Rissen . Hamburger Botaniker haben einen ganz besonderen Wanderführer geschrieben. 95 Touren mit vielen Überraschungen sind darin zu finden.

Vom Parkplatz Wittenbergen sind es nur wenige Schritte in die „grüne Hölle“. Das Dickicht wirkt auf Unwissende nicht gerade einladend. Nur ein kleiner Trampelpfad führt hier entlang. Die meisten Besucher nehmen eben den direkten Weg zum viel besuchten Elbstrand. Nicht so Gisela Bertram und Barbara Engelschall. „Botaniker gehen andere Wege, und sie gehen langsamer“, erklärt Engelschall.

Buch enthält Karten mit Stationen und Einkehrtipps

Sie hat zusammen mit ihrer Kollegin Bertram und Hans-Helmut Popendieck den neuen Wanderführer des Botanischen Vereins für Hamburg und Umgebung erarbeitet und herausgegeben. 95 Touren samt kleiner Karte, Einkehrtipps und Pflanzenliste für den Wegesrand sind darin aufgeführt – und das für jeden Bezirk und umliegende Regionen Hamburgs aufgeführt.
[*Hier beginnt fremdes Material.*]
PR #3570, opened 2019-10-01
Add support for NuGet packages to VersionCompat

jskeet:
This includes a slight refactoring that will make the project easier to use from other code too.

### DIFF
--- a/tools/Google.Cloud.Tools.VersionCompat/Program.cs
+++ b/tools/Google.Cloud.Tools.VersionCompat/Program.cs
@@ -77,13 +77,15 @@ namespace Google.Cloud.Tools.VersionCompat
         /// <param name="version">The version of the package to load. May be null, in which case the latest stable version is downloaded.</param>
         /// <param name="tfm">The target framework to find within the package. May be null, in which case "netstandard2.0" is assumed.</param>
         /// <param name="assemblyName">The name of the assembly to find within the package. May be null, in which case it's assumed to be the same as the package.</param>
-        /// <returns></returns>
+        /// <returns>The assembly definition loaded from the given package.</returns>
         public async static Task<AssemblyDefinition> LoadPackageAsync(string package, string version, string tfm, string assemblyName)
         {
+            tfm = tfm ?? "netstandard2.0";
+            assemblyName = assemblyName ?? package;
             var client = new HttpClient();
             // Handily, this automatically loads the latest stable release if version is null.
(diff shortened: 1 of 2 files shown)


tools/Google.Cloud.Tools.VersionCompat/Program.cs
```diff
@@ -66,24 +70,78 @@ public static DiffResult Check(AssemblyDefinition older, AssemblyDefinition newe
...
+        public async static Task<AssemblyDefinition> LoadPackageAsync(string package, string version, string tfm, string assemblyName)
+        {
+            var client = new HttpClient();
+            // Handily, this automatically loads the latest stable release if version is null.
+            var url = $"https://www.nuget.org/api/v2/package/{package}/{version}";
+            var response = await client.GetAsync(url);
+            response.EnsureSuccessStatusCode();
+            var bytes = await response.Content.ReadAsByteArrayAsync();
+
+            string expectedPath = $"lib/{tfm}/{assemblyName}.dll";
```
chrisdunelm: I expect this will fail if a tfm isn't given.
Which doesn't matter for now, but should be fixed if specifying a tfm really is optional.

tools/Google.Cloud.Tools.VersionCompat/Program.cs
```diff
@@ -66,24 +70,78 @@ public static DiffResult Check(AssemblyDefinition older, AssemblyDefinition newe
...
+                    if (entry.Key == expectedPath)
+                    {
+                        var path = entry.Key.Substring(4);
+                        string targetFramework = Path.GetDirectoryName(path);
+                        using (var stream = entry.OpenEntryStream())
+                        {
+                            // Mono.Cecil requires the stream to be seekable. It's simplest
+                            // just to copy the whole DLL to a MemoryStream and pass that to Cecil.
+                            var ms = new MemoryStream();
+                            stream.CopyTo(ms);
```
chrisdunelm: CopyToAsync() ??

tools/Google.Cloud.Tools.VersionCompat/Program.cs
jskeet: Fixed - both `tfm` and `assemblyName` weren't properly optional.

tools/Google.Cloud.Tools.VersionCompat/Program.cs
jskeet: Done.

Eine dieser Touren erstreckt sich von Blankenese die Elbe entlang bis zum Leuchtturm in Wittenberge und lässt sich natürlich auch umgekehrt erwandern. „Die Vielzahl an Lebensräumen auf engstem Raum machen diesen Abschnitt des Elbufers zu einem der artenreichsten Gebiete Hamburgs“ heißt es in dem Buch. Diesen vielfältigen Lebensraum wollen die beiden an diesem Tag zeigen.

Nur zwei Schritte vom Parkplatz entfernt – von Besuchern missachtet – können die zwei Botanikerinnen bis zu 30 verschiedene Pflanzenarten ausmachen. Was auf andere wie ein Hundeklo oder wie ein Berg an Unkraut wirkt, ist für sie eine spannende Pflanzenansammlung. Aus dem Grün extrahieren sie Hopfen, der sich um Erzengelwurz windet. Zwischen wuchernden Disteln und Brennnesseln entdecken sie versteckt Baldrian. Die Pflanze, die Spaziergängern am Trampelpfad bereits über den Kopf wächst, enttarnen sie als Knolligen Kälberkropf.
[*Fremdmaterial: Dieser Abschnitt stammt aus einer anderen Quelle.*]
PR #3572, opened 2019-10-02
Check for new releases, and validate their compatibility

jskeet:
We compare the API catalog with the tags in git, to work out what would be released.

We then perform zero, one or two compatibility checks:

- If there's a previous release we need to be compatible with:
  - A new major release can break anything
  - A new minor release (even a beta) must be compatible with the previous
    minor release (minor changes only)
  - A new patch release must be identical to the .0 patch level for the same major/minor
- If there's a different previous release, show the changes from
  that in an advisory sense. For example, it's good to know what's
  changed between betas, even though it's okay for some of those changes to be breaking.

### DIFF
--- a/detect-pr-changes.sh
+++ b/detect-pr-changes.sh
@@ -11,6 +11,7 @@ mkdir tmpgit/new
 
 # First build everything, so we can get straight to the good stuff at the end of the log.
 dotnet build tools/Google.Cloud.Tools.VersionCompat
+dotnet build tools/Google.Cloud.Tools.CheckVersionCompatibility
 
 for api in $apis
 do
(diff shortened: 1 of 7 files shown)


jskeet:
I can split this into multiple commits if that's desirable, btw. But it's not a huge amount of code anyway :)

detect-pr-changes.sh
```diff
@@ -11,6 +11,7 @@ mkdir tmpgit/new
 
 # First build everything, so we can get straight to the good stuff at the end of the log.
 dotnet build tools/Google.Cloud.Tools.VersionCompat
```
amanda-tarafa: Do you still need this here? Wouldn't this one get built anyway because of the dependency CheckVersionCompatibility has on it?

jskeet: Yes, but I think I'd rather be explicit. If we ever remove the dependency in CheckVersionCompatibility (e.g. by making the two console apps depend on a single common library) it would be easy to forget to put this back.

jskeet:
Merging now without Chris's review - would still welcome a post-merge review.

Das Buch soll den Blick schärfen

Bertram lenkt den Blick auf den Boden. „Das ist Pestwurz“, sagt sie. „Daraus habe ich mir früher als Kind einen Sonnenhut gebastelt.“ Die auffällig großen Blättern der Heilpflanze erreichen einen Durchmesser von bis zu 60 Zentimeter. Im asiatischen Raum wird die junge Pestwurz, die einen leicht bitteren Geschmack hat, zum Kochen verwendet. In der späteren Jahreszeit entwickelt die Pflanze einen herben Geruch, wenn man die Blätter zwischen den Fingern zerreibt.
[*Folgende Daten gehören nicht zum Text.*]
PR #3577, opened 2019-10-03
[Spanner] Store and give out sessions in LIFO instead of FIFO style.

amanda-tarafa:
Apparently there's a 30 second cache server side that stores somo of the session's information, so it's more efficient to hand them out LIFO style.

@skuruppu will create an issue for this.

### DIFF
--- a/apis/Google.Cloud.Spanner.Data/Google.Cloud.Spanner.Data.Tests/V1/SessionPoolTests.cs
+++ b/apis/Google.Cloud.Spanner.Data/Google.Cloud.Spanner.Data.Tests/V1/SessionPoolTests.cs
@@ -91,6 +91,58 @@ namespace Google.Cloud.Spanner.V1.Tests
         }
 
         [Fact(Timeout = TestTimeoutMilliseconds)]
+        public async Task ScheduledMaintenanceEvictsSessions_DifferentEvictionTimes()
+        {
+            var client = new SessionTestingSpannerClient();
+            var options = new SessionPoolOptions
+            {
+                // We'll never actually hit a refresh, as the eviction delay is shorter.
+                IdleSessionRefreshDelay = TimeSpan.FromMinutes(30),
+                PoolEvictionDelay = TimeSpan.FromMinutes(3),
+                MaintenanceLoopDelay = TimeSpan.FromMinutes(1),
+                SessionEvictionJitter = RetrySettings.NoJitter,
+                MinimumPooledSessions = 10,
+                MaximumConcurrentSessionCreates = 20,
+                WriteSessionsFraction = 0
+            };
+            var sessionPool = new SessionPool(client, options);
+            var acquisitionTask = sessionPool.AcquireSessionAsync(s_sampleDatabaseName, new TransactionOptions(), default);
+
+            await client.Scheduler.RunAsync(TimeSpan.FromMinutes(1));
+
+            // Our session should be ready, the pool should be up to size, and we should
+            // have created 11 sessions in total.
+            var session = await acquisitionTask;
+            var stats = sessionPool.GetStatisticsSnapshot(s_sampleDatabaseName);
+            Assert.Equal(10, stats.ReadPoolCount);
+            Assert.Equal(11, client.SessionsCreated);
+            Assert.Equal(0, client.SessionsDeleted);
+
+            // Force the creation of a newer session by acquiring one.
+            // The new one will be created to satisfy the minimum size of the pool
+            // and will sit on top of the stack.
+            // First move the pool to T=2, so that the new session will be created in T=3
+            // so that its eviction time will be T=6 so as to make sure that it's not
+            // being evicted when we check at T=5.
+            await client.Scheduler.RunAsync(TimeSpan.FromMinutes(1));
+            acquisitionTask = sessionPool.AcquireSessionAsync(s_sampleDatabaseName, new TransactionOptions(), default);
+            await client.Scheduler.RunAsync(TimeSpan.FromMinutes(1));
+            session = await acquisitionTask;
+            stats = sessionPool.GetStatisticsSnapshot(s_sampleDatabaseName);
+            Assert.Equal(10, stats.ReadPoolCount);
+            Assert.Equal(12, client.SessionsCreated);
+            Assert.Equal(0, client.SessionsDeleted);
+
+            // If we allow the maintenance pool to run until T=5 minutes, we should have evicted
+            // all the old 9 sessions in the pool and replaced them with 9 new ones.
+            await client.Scheduler.RunAsync(TimeSpan.FromMinutes(2));
+            stats = sessionPool.GetStatisticsSnapshot(s_sampleDatabaseName);
+            Assert.Equal(10, stats.ReadPoolCount);
+            Assert.Equal(21, client.SessionsCreated);
+            Assert.Equal(9, client.SessionsDeleted);
+        }
+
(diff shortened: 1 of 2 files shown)


skuruppu:
I created #3578. I don't have sufficient repo perms to attach this PR to the issue.

apis/Google.Cloud.Spanner.V1/Google.Cloud.Spanner.V1/SessionPool.TargetedSessionPool.cs
```diff
@@ -483,8 +483,8 @@ void RemoveStaleOrExpiredItemsFromQueue(ConcurrentQueue<PooledSession> queue)
                         }
                         else
                         {
-                            // The session is fine - put it back on the queue.
-                            queue.Enqueue(session);
+                            // The session is fine - put it back on the stack.
+                            stack.Push(session);
```
jskeet: We can't do this - we'll end up pushing and popping the same element multiple times.
We could do with a dequeue really - but otherwise, we'll need to work out how to check everything but end up with it in the right order.

Before fixing this, it would be good to have a test for this case (that fails with the current code) if possible.

amanda-tarafa: Ohh, rigth, totally went over this. Will right test first and fix after. Thanks for catching!

amanda-tarafa: This is now fixed.
Before fixing, the new test failed as expected.

apis/Google.Cloud.Spanner.Data/Google.Cloud.Spanner.Data.Tests/V1/SessionPoolTests.cs
```diff
@@ -90,6 +90,58 @@ public async Task ScheduledMaintenanceEvictsSessions()
...
+            var stats = sessionPool.GetStatisticsSnapshot(s_sampleDatabaseName);
+            Assert.Equal(10, stats.ReadPoolCount);
+            Assert.Equal(11, client.SessionsCreated);
+            Assert.Equal(0, client.SessionsDeleted);
+
+            // Force the creation of a newer session by acquiring one.
+            // The new one will be created to satisfy the minimum size of the pool
+            // and will sit on top of the stack.
+            // First move the pool to T=2, so that the new session will be created in T=3
+            // so that it's eviction time will be T=6 so as to make sure that it's not
```
jskeet: Nit - not overly bothered if it's fixed or not. The first "it's" in this line should be "its".

apis/Google.Cloud.Spanner.V1/Google.Cloud.Spanner.V1/SessionPool.TargetedSessionPool.cs
```diff
@@ -464,27 +464,29 @@ private void EvictAndRefreshSessions()
...
-                    int count = stack.Count;
-                    for (int i = 0; i < count; i++)
+                    if (!stack.IsEmpty)
                     {
-                        // This shouldn't happen, as nothing else should touch the stack while we're in a
-                        // lock, but we don't want to throw an exception
-                        if (!stack.TryPop(out var session))
+                        int count = stack.Count;
+                        PooledSession[] sessions = new PooledSession[count];
+                        if (stack.TryPopRange(sessions) > 0)
```
jskeet: I think it would be better to have:

```csharp
int count;
PooledSession[] sessions = new PooledSession[stack.Count];
if ((count = stack.TryPopRange(sessions)) > 0)
{
}
```

That way it's clearer that we won't be trying to use an array element which wasn't actually popped.
Probably not a problem due to the locking, but might make it more robust if we change the locking strategy later.

apis/Google.Cloud.Spanner.V1/Google.Cloud.Spanner.V1/SessionPool.TargetedSessionPool.cs
```diff
@@ -464,27 +464,29 @@ private void EvictAndRefreshSessions()
...
-                        }
-                        else if (session.RequiresRefresh)
-                        {
-                            staleSessions.AddLast(session);
-                        }
-                        else
-                        {
-                            // The session is fine - put it back on the stack.
-                            stack.Push(session);
+                            for (int i = count - 1; i >= 0; i--)
```
jskeet: It's probably worth adding a comment here to explain what's going on, in terms of the order of elements in TryPopRange and what we're trying to achieve.
It's top-of-mind now, but it may not be in a year's time :)

apis/Google.Cloud.Spanner.Data/Google.Cloud.Spanner.Data.Tests/V1/SessionPoolTests.cs
amanda-tarafa: Done

amanda-tarafa: Done

apis/Google.Cloud.Spanner.V1/Google.Cloud.Spanner.V1/SessionPool.TargetedSessionPool.cs
amanda-tarafa: Yep, done.

apis/Google.Cloud.Spanner.V1/Google.Cloud.Spanner.V1/SessionPool.TargetedSessionPool.cs
amanda-tarafa: Yep, done

apis/Google.Cloud.Spanner.V1/Google.Cloud.Spanner.V1/SessionPool.TargetedSessionPool.cs
amanda-tarafa: Actually, undoing this, `TryPopRange` fails when the stack is empty. It calls [this](https://docs.microsoft.com/en-us/dotnet/api/system.collections.concurrent.concurrentstack-1.trypoprange?view=netframework-4.8#System_Collections_Concurrent_ConcurrentStack_1_TryPopRange__0___System_Int32_System_Int32_) overload internally that fails [because `startIndex` is the same as the array length](https://referencesource.microsoft.com/#mscorlib/system/Collections/Concurrent/ConcurrentStack.cs,0c76dfd482eb5d09)

jskeet: Right, so we still need to avoid doing anything if the stack is empty, but the previous code would have failed too.
My point is we should use the return value of TryPopRange to know how many items we really need to handle.

amanda-tarafa: Agreed, I'm doing a combination of both codes. Will flag when done.

amanda-tarafa: @jskeet PTAL, thanks!!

„Unser Ziel ist es, ein bisschen den Blick zu schärfen und Entdeckungen zu fördern“, erläutert Bertram, die, wenn sie nicht gerade an Büchern sitzt, als Geschäftsführerin für die Stiftung Ausgleich Altenwerder tätig ist. Engelschalls Arbeitsgebiet ist auf der anderen Seite der Stadt. Sie ist Geschäftsführerin des Regionalsparks Wedeler Au, dessen Gebiet sich von Rissen über Sülldorf bis weit in den Kreis Pinneberg erstreckt. Für Engelschall sind gerade die Elbspaziergänge faszinierend. „Es ist ein anderes Erlebnis, wenn man hier vom typischen Weg abweicht“, sagt sie. Sich ins Gebüsch zu schlagen, anstatt die Gewässerkante entlangzulaufen, wie es viele Hamburger üblicherweise tun, würde einem einen anderen Einblick vermitteln.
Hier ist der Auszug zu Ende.